Re: [opensuse] software RAID vs BIOS RAID

15 Sep 2011

      On 9/15/2011 6:08 AM, James Knott wrote:
...
Per Jessen wrote:
...
John Andersen wrote:
...
At one time there was a problem having /boot on raid, and its been a
while since I had to reconfigure a fresh box, so I don't know if this
is still the case.
With lilo it works fine, but I don't know about grub.
It doesn't work with grub. With RAID and also LVM, /boot has to be on a
regular partition. I recently set up a server with four 1 TB drives,
with LVM on RAID 4. I created a 2 GB partition to hold /boot and used
the other 3 2 GB partitions for swap. Everything else is in the LVM on
RAID. That system will soon also have the data backed up to another
computer in a different country.
It works fine, it just has to be raid1.

I usually don't actually do this any more simply because it's not worth 
the fuss, but just for reference, it's perfectly doable and works fine.
In a few cases where for whatever reason I can't install a usb thumb 
drive to boot from I do still do this.

* You make a small boot partition on one drive,
* fdisk type "fd" linux raid autodetect,
* mark it bootable,
* clone the partition table to all other drives,
* create a raid1 array using all the partition-1's,
* put /boot on that array in yast,

And you're pretty much done. When the bios boots, it picks one of the 
drives, boots grub from that drives mbr or from that drives bootable 
partition, grub reads it's files just fine from whatever drive the bios 
happened to pick as the boot drive, grub does not know or car that the 
filesystem it's reading is normally a member of a raid1 array. At boot 
time it's just a plain filesystem on a plain partition. The important 
factors are:

* The mdadm raid metadata does not modify the individual filesystems 
that it's maintaining copies of. Each copy is still a valid 
free-standing filesystem as if it were never part of an array. This is 
not necessarily true for other raid implementations but it is true for 
linux mdraid. This means that when the bios boots grub or other boot 
loader, the bootloader does not have to include a raid driver to read 
the partition or the filesystem, it can read any individual raid1 volume 
as a plain filesystem on a plain partition on a plain disk.

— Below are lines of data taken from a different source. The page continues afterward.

PR #669, opened 2026-07-17
feat: establish frontend localization

EricSanchezok:
## What does this PR do?

- adds the App-owned Lingui runtime with `system`, `en`, and `zh-CN` preferences, global config synchronization, bootstrap persistence, locale-aware formatting, and production-safe catalog loading
- migrates Synergy-owned App and shared UI chrome to semantic runtime descriptors while preserving user, plugin-author, path, identifier, and raw diagnostic pass-through boundaries
- adds deterministic App/UI catalog extraction, strict Simplified Chinese completeness and source-contract checks, CI wiring, tests, and localization architecture/development documentation
- resolves dynamic prompt, session, status-bar, Marketplace, safety, navigation, and tool-card labels reactively so language changes update without reload

## Why?

Synergy previously had no single frontend localization contract, no persisted language preference, and no enforceable boundary between translatable product chrome and verbatim external content. This establishes that foundation and completes the product-wide English/Simplified Chinese migration without introducing parallel locale state or runtime language branches.

## How was it tested?

- `bun run quality:quick`
- `bun run deadcode`
- `bun run workflow:check`
- `bun run secrets:check`
- `bun test` from `packages/synergy` — 4,537 passing; one parallel-only `ExperienceReencode` failure passed 8/8 in isolation
- isolated Web runtime — verified `system` / `en` / `zh-CN` switching, persisted cold refresh, 375 px layout, light/dark system themes, Escape close, accessible language control, zero console errors, and zero 5xx responses

## Checklist

- [x] `bun run workflow:check` passes
- [x] SDK regenerated for the additive locale config schema
- [x] Documentation, AGENTS, and `.synergy` help are updated
- [x] No secrets, local auth files, unrelated cleanup, placeholder scripts, or redundant compatibility wrappers are included

Production builds keep English as the initial/fallback catalog, lazy-load Simplified Chinese, and exclude the development pseudo-locale. The new locale config field is additive and optional; existing configurations continue to resolve through `system`.


yzxoi:
Thanks for the substantial localization integration. I reviewed the PR from the runtime, catalog, Settings synchronization, shared UI package, and production-build perspectives. The overall direction is sound—especially the two-phase catalog activation and ticket-based stale-load protection—but there are several correctness and compatibility issues that should be addressed before merge.

## Confirmed issues

1. **Reactive translations are bypassed across much of the App.** Many components call `useLocale().i18n._(...)` on the stable raw `I18n` object. Lingui Solid only creates a reactive dependency through `useLingui()._()`, so those components can remain in the previous language after an in-place locale switch and produce a mixed-language UI.
2. **Dynamic default messages are silently omitted from extraction.** Confirmation and attention descriptors interpolate runtime values directly into `message` template literals. The extractor skips static IDs whose messages cannot be resolved, so dozens of IDs never enter the PO catalogs and always fall back to English.
3. **A failed background config save can leave locale authority permanently pending.** The controller only clears `pendingPreference` when a matching config value arrives. The Settings save failure path does not reject or roll back the pending attempt, after which different authoritative server values are ignored until refresh or another manual switch.
4. **System-locale semantics are incomplete.** The resolver chooses Chinese if any preferred language is Chinese instead of honoring `navigator.languages` order, and `system` mode does not listen for `languagechange`.
5. **The localStorage mirror is treated as a hard dependency.** A storage read can prevent App startup; a storage write can fail after catalog activation but before controller-state commit, leaving i18n, formatter, and controller state inconsistent.
6. **Superseded switches are reported as failures.** A rapid zh-CN → en switch makes the stale request return `false`, which the Settings UI presents as a catalog-load failure even though the newer switch succeeded.
7. **The shared UI package has source-compatibility regressions.** Public `session-status` exports were removed, `ToolInfo.title` widened from `string`, and Lingui Solid became a new provider/peer contract for shared UI consumers.
8. **PO files are being scanned by Tailwind.** Production CSS contains selectors derived from catalog metadata and the build warns that `file` is not a known CSS property.

The existing locale unit tests, localization check, CI, and production build pass, but they do not exercise real component reactivity, failed-save settlement, catalog completeness for dynamic descriptors, or generated-CSS pollution.

## Planned fix series

I am going to follow up on this PR branch with focused commits:

1. **Unify translation ownership:** use a single App i18n runtime, route reactive rendering through `useLingui()`, reserve a `translateNow()` helper for imperative callbacks, and stop exposing raw i18n through the locale context.
2. **Make descriptors statically extractable:** convert runtime-interpolated defaults to static ICU messages plus `values`, make extraction fail closed for static IDs with dynamic messages, regenerate catalogs, and add catalog-completeness tests.
3. **Complete the preference transaction:** distinguish `applied`, `superseded`, and `failed`; identify pending attempts; explicitly confirm or reject them from the save result; roll back on failure; and synchronize external config without leaving stale Settings state.
4. **Harden runtime semantics:** honor ordered browser language preferences, react to `languagechange`, and make localStorage a best-effort bootstrap mirror.
5. **Preserve shared-package compatibility and build cleanliness:** add a UI translation adapter/fallback boundary, retain deprecated public exports, avoid widening the existing string title field, and exclude PO catalogs from Tailwind scanning.

I will add failing behavioral tests before each fix and report the exact verification commands with the pushed commits.

PR #685, opened 2026-07-17
fix(provider): avoid incompatible coding plan reasoning variants

EricSanchezok:
## Summary

- keep catalog reasoning effort metadata as model capabilities while suppressing automatic Anthropic reasoning variants for Kimi For Coding and MiniMax Anthropic-wire providers
- preserve OpenAI-compatible GLM variants, official Anthropic behavior, and explicit user-configured model variants
- document the distinction between wire-protocol compatibility and provider-option semantic compatibility

## Verification

- `bun test test/provider/transform.test.ts test/provider/provider.test.ts`
- `bun test test/provider`
- `bun run test:changed`
- `bun run format:check`
- `bun run lint`
- `bun run deadcode`
- `bun run typecheck`
- `bun run monorepo:check`
- `bun run package:check`
- `bun run quality:quick`
- `bun turbo test --filter='!synergy'`

## Local full-suite note

The complete Synergy test suite was executed three times locally. Each run completed 4,604 tests with one skipped test and one unrelated test timing out under full-suite load; each timed-out test passed immediately in isolation. The pull request CI uses the repository's Linux test matrix as the final full-suite signal.


yzxoi:
I reviewed the provider-variant changes and found three issues that we will fix in a follow-up commit on this PR:

1. The provider-wide MiniMax Anthropic suppression also removes the supported `thinking: { type: "adaptive" }` control for MiniMax-M3. On MiniMax's Anthropic endpoint, omitting `thinking` disables M3 reasoning, while M2.x reasoning remains always on, so these model generations cannot share one empty-variant policy.
2. The fixed provider-ID allowlist can be bypassed by custom or newly registered MiniMax provider IDs. Those aliases fall through to the generic Anthropic fallback and receive unsupported `thinking.type = "enabled"` / `budgetTokens` options.
3. Removing the old MiniMax guard exposes generic `reasoningEffort` variants on the OpenAI-compatible Chat Completions path. The SDK serializes these as `reasoning_effort`, but MiniMax Chat Completions uses `thinking` / `reasoning_split`; its Responses API reasoning contract is a different endpoint and should not be applied here.

The follow-up will replace the provider-wide behavior with model- and transport-specific reasoning controls, preserve explicit user-configured variants, add regression coverage for MiniMax M2.x, M3, custom aliases, and OpenAI Chat, and run the focused provider suites plus the repository quality gates before pushing.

* The bootloader in most cases is purely read-only. It does not modify 
one byte of the data in the raid volume it's reading, and so a few 
seconds later when the kernel loads up and starts looking around for 
raid arrays to assemble, all the volumes of the raid1 array are still 
consistent. The raid1 array assembles just fine every time. Once the 
kernel has done that all further writes until power-off are written to 
the array not any single drive so no problem. (assuming the OS 
bootloader manager tools are configured correctly to write to /dev/md0 
not /dev/sd* as per my other post)

Some actual commands for an example 8-drive box:

Start a fresh install and either switch to another screen for a normal 
local console install, or for a remote text mode install, use ssh and 
don't start yast in the first place when you first log in. Either way, 
get to a shell after the install environment is loaded up but before 
yast has gone past the first screen or two.

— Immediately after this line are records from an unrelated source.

Issue #582, opened 2026-07-13
feat: Project-Session mapping with stable Project Sessions and routing


yzxoi:
## User report

> [需求 4] Project 与 Session 映射。定义 Clarus Project、Runtime Task、Synergy Session 和本地目录之间的关系。每个 Project 应有稳定的 Project Session 和 workspace；Runtime Task 可创建独立执行 Session。还需要明确普通消息、mention 和 task 的路由及唤醒策略，以及 Project 是否可以指定不同的 Primary Agent。

Reporter: Feishu:ou_25b44caac15ab235465df821bd7c8f2a
Source: feishu:oc_46d261becbf063b7e0b667667d210297; message:om_x100b6a7ac5d70c7cc42f17e2290d1c1

## Triage

- Type: feature_request
- Target repo: SII-Holos/synergy
- Related area: area/session

## Deduplication

No duplicate found in recent open/closed issues. Issue #512 (Super Loop orchestration) and Issue #523 (Agent Organization Runtime) touch on multi-session orchestration but do not define the fundamental Project→Session mapping relationship. No existing issue defines the routing strategy for messages/mentions/tasks in the Clarus Project context.

## Static inspection

- `packages/synergy/src/session/` — the session runtime system. Currently sessions are created per-conversation (via frontend, channel, or `session_control` tool) without a stable "Project Session" concept.
- `packages/synergy/src/session/inbox.ts` — message inbox handling with agent name resolution via `Agent.defaultAgent()`.
- `packages/synergy/src/session/input.ts` — input routing based on agent name and channel type.
- `packages/synergy/src/task/` — task execution, which creates sub-sessions.
- `packages/synergy/src/tool/session-control.ts` — session_control tool, which creates sessions with optional directory binding.
- `packages/synergy/src/runtime/reload.ts` — runtime reload, includes `default_agent` watch.

## Expected behavior

1. Each Clarus Project should have a stable "Project Session" — a persistent session tied to the project lifecycle, not to individual user conversations.
2. The Project Session has a dedicated workspace directory (see Issue 3).
3. Runtime Tasks can create independent execution sessions (sub-sessions) distinct from the stable Project Session.
4. Clear routing and wake-up strategy:
   - Normal messages in a project context → routed to Project Session
   - @mention of a specific agent → routed to that agent's session or sub-session
   - Task execution → creates independent sub-session in project workspace
5. Projects should be able to specify a different Primary Agent (via `default_agent` override at project level).
[...]

PR #686, opened 2026-07-17
feat: add native Clarus integration

### LINKED ISSUE #585: feat: Holos workspace clarus field adaptation for Synergy-side project identification
## User report

> @chaos 关于holos ws中clarus字段的synergy端适配好像忘记开issue了，没有的话请你开一个

Source: feishu:oc_46d261becbf063b7e0b667667d210297; message:om_x100b6a7b46cd34b0dfa9c87e63f5445

## Triage

- Type: feature_request
- Related area: area/session, area/auth-model

## Deduplication

No duplicate found in recent open/closed issues. Issue #582 (Project-Session mapping) covers the high-level Project→Session mapping and routing, but does not specifically address the Holos workspace `clarus` field adaptation on the Synergy side — i.e., how Synergy reads and interprets a `clarus` field from the Holos workspace definition to identify which Clarus Project a workspace belongs to.

## Static inspection

- `packages/synergy/src/config/schema.ts` — Holos config schema (lines 193-206): currently defines `enabled`, `apiUrl`, `wsUrl`, `portalUrl`. No `clarus` field or workspace-level project identification.
- `packages/synergy/src/holos/` — Holos runtime integration, including `runtime.ts`, `auth.ts`, `envelope.ts`, `accounts.ts`. The runtime connects to Holos via WebSocket but doesn't parse a `clarus` workspace field.
- `packages/synergy/src/config/config.ts` — exposes the Holos config type.
- `packages/synergy/src/config/migration.ts` — legacy Holos config migration, no `clarus` handling.
- `packages/synergy-link/src/holos/` — synergy-link Holos client, likely receives workspace information from Holos but doesn't forward a `clarus` field to Synergy config/session routing.
- `packages/synergy/src/session/` — session runtime, would need to use the parsed `clarus` field for project routing.

## Expected behavior

Synergy should be able to read and interpret a `clarus` field from the Holos workspace (WS) definition. When a Holos workspace carries a `clarus` field (e.g., indicating which Clarus Project the workspace belongs to), Synergy should:
1. Parse the field from the Holos workspace data received via WebSocket or API.
2. Map it to the corresponding Clarus Project for session/agent routing purposes.
3. Expose it in the Synergy config or runtime state so that downstream systems (session routing, agent assignment) can use it.

## Actual behavior

Currently the Holos config schema only defines basic connectivity fields (`enabled`, `apiUrl`, `wsUrl`, `portalUrl`). There is no handling or parsing of a `clarus` workspace field anywhere in the codebase.

## Proposed fix

1. Add a `clarus` field (or a broader workspace metadata field) to the Holos-related types/schema to capture the workspace's Clarus Project identity.
2. Update the Holos runtime integration (e.g., `packages/synergy/src/holos/runtime.ts` or the WebSocket handler) to parse and surface this field when received from the Holos API/WS.
3. Ensure the parsed value is accessible to session routing so it can be used for Project→Session mapping (complementing #582's planned routing logic).

Suggested labels: enhancement, area/session, area/auth-model, P2

marzich:
# feat: add native Clarus integration

## What does this PR do?

- Adds native `clarus.*` operations and events to Synergy's existing authenticated Holos Agent Tunnel instead of introducing a second transport.
- Persists Clarus projects, activity, task bindings, outbox state, reconciliation cursors, and migration state with bounded inputs and crash-safe recovery.
- Creates dedicated Home Scope task sessions and project workspaces, bundles the Clarus participation Skill, and exposes explicit result submission through `clarus_submit_task_result`.
- Adds global Clarus routes, generated SDK contracts, project/task navigation, composer flows, status handling, and product/architecture documentation.
- Recovers offline assignments through REST backfill and authenticated payload snapshots while preserving failed cursors and surfacing `sync_failed` reconciliation state.

Closes #585.
Related to #582; this PR implements native Clarus task-session routing and ownership, but does not introduce the stable Project Session model described by that issue.

## Why?

Synergy previously treated Holos as a generic connection and had no native owner for Clarus projects, assignments, task sessions, result delivery, or offline recovery. Agents could not reliably receive production assignments, reconstruct compacted historical payloads, submit results exactly once, or navigate their Clarus work after reconnects and restarts.

This change makes Clarus a first-class Synergy capability while preserving one Holos identity, one authenticated WebSocket, and explicit persistence and trust boundaries.

## How was it tested?

- `./script/generate.ts` — regenerated OpenAPI, SDK, and config contracts after rebasing onto the latest `origin/dev`; zero generated diff remained.
- `bun test test/clarus` — 748 passing tests.
- `bun test test/holos` — 143 passing tests.
- `bun run typecheck` — all workspace typecheck tasks passed.
- `bun run quality:quick` — passed.
- `env -u SHELL bun run quality` — passed: 14/14 Turbo tasks; backend suite 5580 passed, 1 skipped, 0 failed across 430 files.
- Isolated production runtime acceptance against the real Holos service: connected, reconciliation completed without error, 4 projects and 21 historical tasks recovered, and status remained stable across multiple reconciliation intervals.

## Review notes

- Security review: passed with no blockers. Snapshot hydration preserves authenticated same-origin entry, exact redirect handling, public HTTPS destination checks, byte limits, checksum verification, and bounded JSON parsing.
- API compatibility review: passed with no blockers. Clarus routes and generated contracts are additive; migrations cover persisted state upgrades.
- Maintainability review: passed after removing a dead import, stale commentary, and a duplicate shallow payload hash implementation.
- The complete diff is large because tests are the largest category and generated SDK/OpenAPI artifacts are included; the implementation was reviewed for duplicate transports, dead compatibility paths, and unrelated cleanup.

## Checklist

- [x] bun run workflow:check passes
- [x] Reachable PR history secrets scan passes with no leaks
- [x] SDK regenerated after server route and schema changes
- [x] Documentation and built-in Skill help updated


yzxoi (changes requested):
## Request changes

The high-level Clarus direction is sound: reusing the authenticated Holos tunnel, keeping Clarus projects as navigation containers, binding each task to one standard Home-Scope session, using event invalidation plus snapshots instead of polling, and requiring explicit result submission are all good boundaries. The deferred Composer, Project Activity UI, Continue Locally UI, full Task Detail, and recovery CTAs are also reasonable follow-up scope rather than blockers for this PR.

However, the current minimum navigation/reconciliation/submission loop still has several correctness gaps that can present the wrong project, lose live updates, hide historical tasks, archive valid bindings, or lose the audit state of a result submission. I am requesting changes for the following issues.

### Blocking correctness and state-model issues

1. **Preserve the canonical Clarus identity in navigation.**

   `docs/architecture/clarus.md` defines project identity as `(agentId, projectId)` and task identity as `(agentId, projectId, taskId)`. The navigation endpoint scans persisted bindings from up to 16 agents, but `NavigationProjectDto` and `NavigationTaskDto` omit `agentId`, while the frontend groups and selects solely by `projectId` / `taskId` (`packages/synergy/src/clarus/navigation.ts`, `packages/synergy/src/server/clarus-route.ts`, `packages/app/src/context/clarus/clarus-model.ts`, and `packages/app/src/components/clarus/hierarchy.ts`). Two agents with the same project ID are therefore silently merged, and the UI can select or open the wrong bound task session.

   Please either scope the endpoint strictly to one agent or carry `agentId` through the DTO, generated SDK, store, hierarchy keys, selection state, and route actions. The latter matches the persisted canonical identity and is preferred.

1. **Return retained tasks for inactive History projects.**

   The navigation composer includes inactive projects with `lastProjectActivityAt`, but it only calls `listTaskBindingsBounded` for `activeProjects`. The frontend then includes an inactive project in History only when `tasks.length > 0`. In combination, an inactive project is returned without its tasks and is filtered out of the rendered History hierarchy. This contradicts the current product contract that inactive projects with durable task history remain reviewable.

   Please query tasks for the inactive-history project set as well, and add a route-to-hierarchy test proving that an inactive project with a retained task appears in History and opens its existing session.

1. **Do not run negative reconciliation after an incomplete discovery.**

   In `packages/synergy/src/clarus/runtime.ts`, hitting `MAX_NON_PROGRESSING_PAGES` breaks discovery without marking the sweep incomplete. Because `discoveryTruncated` remains false, `archiveMissing(agentId, knownProjectIds)` still runs against a partial result set. A transient stuck cursor can consequently archive active projects that simply occurred after the last observed page.

   `archiveMissing` must run only after the API has explicitly reached the end of pagination. Page-budget exhaustion, repeated cursors, aborts, and request failures must all preserve existing bindings.

1. **Do not treat an attempted subscription as a confirmed subscription.**

   `reconcileProjectSubscription` persists the epoch/generation subscription index immediately after `markDispatched`, before awaiting the response. If dispatch succeeds but the response rejects or the connection drops before acknowledgement, the outbox becomes failed/ambiguous while the persisted index causes all later reconciliation in the same generation to skip the project. Periodic discovery reuses `connectedGeneration`, and the public runtime status does not verify confirmed subscription state, so the UI can later report `connected` although the project has no confirmed live subscription.

   Subscription is desired-state reconciliation, not the same kind of one-shot side effect as result submission. Please model attempted versus confirmed subscription explicitly (or otherwise provide an idempotent recovery path), persist the successful generation only after confirmation, and ensure `connected` cannot mean “transport connected but required subscriptions unconfirmed.” Add a test for dispatch success followed by response rejection.

1. **Isolate a failed payload snapshot from other backfill progress.**

   `backfillAssignment` logs and rethrows snapshot hydration errors. The error aborts the remainder of the page, all later projects in the reconciliation rotation, and the cursor update. A permanently bad assignment therefore blocks every healthy message behind it forever.

   Please retain a retry/deferred record for the failed assignment while allowing later messages and at least other projects to make progress. Add a test with one poison snapshot followed by a valid assignment and another valid project.

1. **Keep the task binding result state consistent with the durable outbox.**

   Both synchronous dispatch failure and asynchronous response failure settle the outbox as `ambiguous` or `rejected`, then call `revertSubmitting`, which changes the task to `needs_attention + idle` and clears `resultOutboxRequestID`. The binding store already provides `markResultAmbiguous` and `markResultRejected`, but these transitions are not used on the runtime failure path. The result is two contradictory durable truths: a terminal outbox record and a retry-looking task binding with no audit link.

   This also makes the user guidance impossible to follow: refreshing navigation cannot reveal whether the submission was ambiguous or rejected, and the current task rows render only `status`, not `resultState`.

   Please make the outbox outcome authoritative for the binding projection: preserve the request association, transition the task to `needs_attention + ambiguous/rejected` as appropriate, and expose non-idle `resultState` in the minimum task-row UI. Ambiguous outcomes must remain non-retryable without external confirmation.

1. **Distinguish local not-dispatched failures from remote rejection.**

   `HolosRuntime.sendNativeRequest` reports local `NOT_CONNECTED` and other pre-dispatch failures with `disposition: "rejected"`. Clarus persists that as terminal rejected, and `clarus_submit_task_result` tells the user that “The Clarus server definitively rejected this result,” although no request reached the server.

   Please preserve at least these three meanings across the transport, outbox, binding, and tool error layers:

   - known local/not-dispatched failure — safe to retry after the local condition is repaired;
   - dispatched but unknown (`ambiguous`) — do not retry automatically;
   - explicit remote rejection — terminal remote refusal.

   `NOT_CONNECTED` must not be presented or audited as a Clarus server rejection.

### Important implementation issues

1. **Remove the O(n) activity scan and duplicate live-message upsert.**

   `ClarusProjectActivityStore.upsert` scans every timeline key to find the existing sort key for one message, making an n-message backfill O(n²). The live project-message path also upserts the same activity twice: the first write includes `senderId`, then `deliverProjectMessage` overwrites the canonical record without it. This affects current reconciliation and History eligibility even though the full Activity UI is deferred.

   Please keep a direct message-ID-to-sort-key index (or otherwise avoid the full scan), perform one canonical upsert per event, and preserve `senderId`. A large-timeline regression test or focused benchmark would be useful.

1. **Shut Clarus down with `GlobalRuntime.stop()`.**

   `GlobalRuntime.stop()` only clears the configured REST port and never calls `ClarusRuntime.shutdown()`. Periodic reconciliation, Holos status subscriptions, tunnel observers, and initialization state can survive an in-process stop/start. Current tests manually call `ClarusRuntime.shutdown()` before `GlobalRuntime.stop()`, which masks the ownership gap.

   Please make the global runtime own the full Clarus lifecycle and add a stop/start test that does not manually clean Clarus up first.

1. **Complete the minimum connection-state presentation.**

    The backend exposes `connection.error`, but the Clarus panel only renders the five status labels, so `sync_failed` does not show the reason. In addition, the model marks data stale only when the navigation HTTP request fails; a successful persisted snapshot while the tunnel is `reconnecting` is displayed without a stale indication. Please represent transport health and data freshness as separate concepts, show the synchronization error, and ensure reconnecting retained data is not presented as current.

1. **Fix keyboard operation of the sidebar Clarus disclosure.**

    The section header is a focusable `div` with `role="button"` and `onClick`, but no Enter/Space handler. The nested project disclosures correctly use real buttons. Please make the section header a button as well (preferred) or implement the full keyboard behavior required by its role.

1. **Do not silently discard retry lineage.**

    The Clarus wire schema accepts `attempt_mode` and `retry_of_task_id`, but `toSemanticDTO` drops both before the runtime event. Either carry these values into the semantic/task model for diagnostics and task-detail follow-up, or remove them from the claimed supported contract until they are intentionally consumed.

### Required verification

Please add focused regression coverage for at least:

- two agents with the same `projectId`;
- inactive project with retained task history;
- non-progressing discovery cursor without archival;
- subscription dispatch followed by response failure;
- poison snapshot followed by healthy messages/projects;
- rejected and ambiguous result outcomes remaining visible and linked to their outbox record;
- local `NOT_CONNECTED` being classified as not dispatched;
- `GlobalRuntime.stop()` releasing Clarus runtime state;
- keyboard operation and reconnecting/stale presentation.

The existing CI checks pass, but the current tests primarily cover local happy paths, synchronous send failures, and isolated store transitions; they do not exercise these cross-stage failure windows. Once the identity, reconciliation readiness, and result-outcome semantics are made consistent across the backend and frontend, the current phased product scope will be a solid minimum Clarus integration.

yzxoi:
Thanks for the review context. We are working through the requested changes now, including the navigation identity and History projection, reconciliation/subscription correctness, result/outbox state consistency, activity performance, lifecycle cleanup, frontend status/accessibility gaps, regression coverage, and documentation updates. We will also resolve the current conflicts with `dev` and push the fixes to this PR for another review pass.

EricSanchezok:
## Architectural concern: Clarus should extend the existing Channel runtime, and each Clarus Project should be a Synergy Project Scope

I reviewed the current head after the correctness fixes. Reusing the authenticated Holos tunnel, standard Sessions, the persistent Inbox/LLM loop, bounded payload handling, durable reconciliation, and explicit result submission are all strong choices. However, I think the PR still places the main product boundary in the wrong location: a Clarus Project is modeled as a parallel `ClarusProjectBinding` container while every Clarus Task Session is created in Home Scope.

If the product invariant is that a Clarus Project is a long-lived work context with its own managed directory, it should be represented directly by a normal Synergy Project Scope. Clarus should extend the existing Channel system rather than establish a separate project/session/navigation/runtime stack beside it.

The desired shape is:

```text
Channel: clarus
└─ Account: agentId
   ├─ Synergy Project Scope: project A
   │  ├─ stable project conversation Session
   │  ├─ Task Session A
   │  └─ Task Session B
   └─ Synergy Project Scope: project B
      ├─ stable project conversation Session
      └─ Task Session C
```

There is no additional local `Project` object between the account and Scope. The remote Clarus Project is represented by the Scope itself.

### Why Channel is the extensible product boundary

Channel already owns most of the generic runtime needed by an external system that communicates with Synergy:

- provider registration;
- multiple configured accounts per provider;
- account connection state and lifecycle;
- reconnect scheduling and terminal failure state;
- normalized inbound message contexts;
- stable endpoint-based Session reuse;
- unattended/autonomous Session invocation;
- replies, proactive pushes, streaming output, tool progress, and reactions;
- outbound delivery and shutdown through the global Channel runtime.

Feishu is currently the only built-in provider, but that should not make its current Home-Scope behavior the permanent limit of Channel. A provider should be able to say that a conversation belongs to an external project, at which point Channel resolves or creates the corresponding Synergy Project Scope before routing the message.

This is useful beyond Clarus without inventing a new abstraction. A future Feishu provider could optionally map a group, topic, or configured workspace to a Project Scope. A WeChat-like provider or another conversational platform could do the same. Providers that do not declare project context continue to use Home Scope exactly as they do today.

In other words, the scalable contract is:

```text
Channel account
└─ zero or more externally identified Project Scopes
   └─ one or more endpoint Sessions
```

This keeps external communication integrations under one runtime and prevents every provider from adding its own startup wiring, config domain, session router, navigation model, storage paths, reconnect state, and frontend event source across the repository.

I do not think an additional top-level `Integration` abstraction is necessary for this product model. If supported external systems are conversational Channels, Channel can remain the single extension boundary.

This does not require every provider to declare a separate capability table. Project-aware routing can be expressed by optional project context on normalized messages or task events: when project context is present, Channel resolves the corresponding Project Scope; when it is absent, Channel uses Home Scope. Clarus-specific task behavior can likewise be represented by an optional task implementation on the provider rather than a parallel boolean flag.

Feishu therefore continues to emit ordinary message contexts and uses Home Scope by default. Clarus emits project-scoped contexts and implements its task operations. A future conversational provider can use the same optional context and interfaces without changing Scope or creating another global runtime.

### Why the current Home-Scope model is costly

`getOrCreateTaskSession()` currently forces every assignment into `Scope.home()` and gives each task a dedicated Clarus workspace. The Clarus Project itself is therefore only a navigation/persistence container, not the owner of its sessions, files, events, project configuration, file services, LSP/VCS state, or runtime lifecycle.

The absence of a stable Project conversation Session also forces project messages through a custom fanout path: one project message is persisted in the Clarus activity store and copied into every non-terminal Task Session. That requires project-level deduplication, per-target fanout progress, deterministic inbox IDs, crash recovery for partial fanout, and terminal-task filtering. Much of this complexity is compensating for the missing project-scoped conversation owner.

This creates parallel product/runtime surfaces that overlap existing systems:

- custom Clarus project navigation beside standard Project Scope navigation;
- custom project message/activity storage beside Channel-backed Sessions;
- custom composer and outbound message paths beside Channel outbound delivery;
- direct Clarus startup/shutdown wiring in `GlobalRuntime` beside Channel lifecycle;
- a Clarus-specific Session endpoint/category for both messaging and task ownership;
- a separate Clarus configuration domain rather than a Channel provider configuration;
- Clarus-specific frontend invalidation and hierarchy ownership outside the normal Scope/session projection.

The result is not merely more files. It makes each future external communication provider likely to repeat the same cross-cutting changes in `GlobalRuntime`, Session, Nav, config, server routes, generated SDK, App state, and Sidebar.

### Extend Channel scope resolution; do not change Scope

Scope itself does not need a Clarus-specific schema, origin union, or provider metadata. The existing contract is sufficient:

1. Channel receives a normalized message or task event with an optional external project identity.
2. Channel deterministically resolves a managed directory from `(channelType, accountId, projectId)`.
3. Channel creates that directory if necessary.
4. Channel calls the existing `Scope.fromDirectory(directory)`.
5. Channel enters `ScopeContext` with the returned Project Scope before creating or delivering to a Session.

Conceptually:

```ts
type ChannelProjectContext = {
  projectId: string
  projectName?: string
}

type MessageContext = {
  // existing fields
  project?: ChannelProjectContext
}

async function resolveMessageScope(ctx: MessageContext): Promise<Scope> {
  if (!ctx.project) return Scope.home()

  const directory = resolveManagedProjectDirectory({
    channelType: ctx.channelType,
    accountId: ctx.accountId,
    projectId: ctx.project.projectId,
  })

  await ensureManagedDirectory(directory)
  const { scope } = await Scope.fromDirectory(directory)

  if (ctx.project.projectName) {
    await Scope.updatePersisted({ scopeID: scope.id, name: ctx.project.projectName })
  }
  return scope
}
```

The managed directory must be derived from a bounded hash or safe encoding of the full composite identity, never from an untrusted remote display name. `projectId` alone is insufficient because IDs can collide across accounts.

This mapping can remain stateless. Under the invariant that one external project always owns one managed directory, there is no need for an additional persisted `ChannelProjectBinding` mapping:

```text
(channelType, accountId, projectId)
→ deterministic managed directory
→ Scope.fromDirectory()
→ stable Scope
```

A persisted mapping would only be required if the product later supports rebinding to arbitrary existing directories, relocating managed projects, many-to-one mappings, or manual unlink/relink behavior. Those capabilities do not need to be introduced here.

The current Scope ID is derived by `Scope.fromDirectory()` rather than supplied by the caller. That is fine: the deterministic directory is the conversion layer, and Scope remains the authority for its own stable ID. No Scope API or schema change is required.

### Give every Channel provider an isolated durable store

Provider protocol state should not be placed in Scope metadata. Instead, Channel should expose a provider/account-namespaced storage facade:

```text
channel/providers/{channelType}/accounts/{accountId}/...
```

For Clarus, the account store can contain project-scoped state such as:

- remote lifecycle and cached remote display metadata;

Use fdisk or sfdisk or parted to partition one drive /dev/sda with say a 
512M or 1G /boot partition. You can't grow this later and you may end up 
needing to store several different versions of kernels and accompanying 
large initrd's, not to mention various other possible boot files like 
maybe a knoppix or puppy linux whole system in ram image, and you don't 
want kernel updates to fail in a couple years because it's out of room. 
You may want to make /boot even say 5G. But definitely 512M at least 
just to allow normal room for kernels and initrd's if you ever turn on 
multiple versions for testing kotd etc.
And one big everything-else partition. Knock yourself out making more 
partitions if you want for /home /var swap etc... that would just point 
out even more why not to do this part manually in yast during install.
Mark the /boot one active (bootable), mark them both type "fd" linux 
raid autodetect, not type 83 linux.

Then clone sda to sdb:
# sfdisk -d /dev/sda |sfdisk /dev/sdb

Then use the shell history to repeat the command for the rest of the 
drives. Up-arrow, edit last character, enter, repeat 6 times, bang bang 
bang done.
# sfdisk -d /dev/sda |sfdisk /dev/sdc
# sfdisk -d /dev/sda |sfdisk /dev/sdd
# sfdisk -d /dev/sda |sfdisk /dev/sde
# sfdisk -d /dev/sda |sfdisk /dev/sdf
# sfdisk -d /dev/sda |sfdisk /dev/sdg
# sfdisk -d /dev/sda |sfdisk /dev/sdh

This is for MSDOS partition tables which are still the norm.
Unfortunately last time I looked (not too recently) there was no equally 
efficient way to clone GUID partition tables with parted or anything else.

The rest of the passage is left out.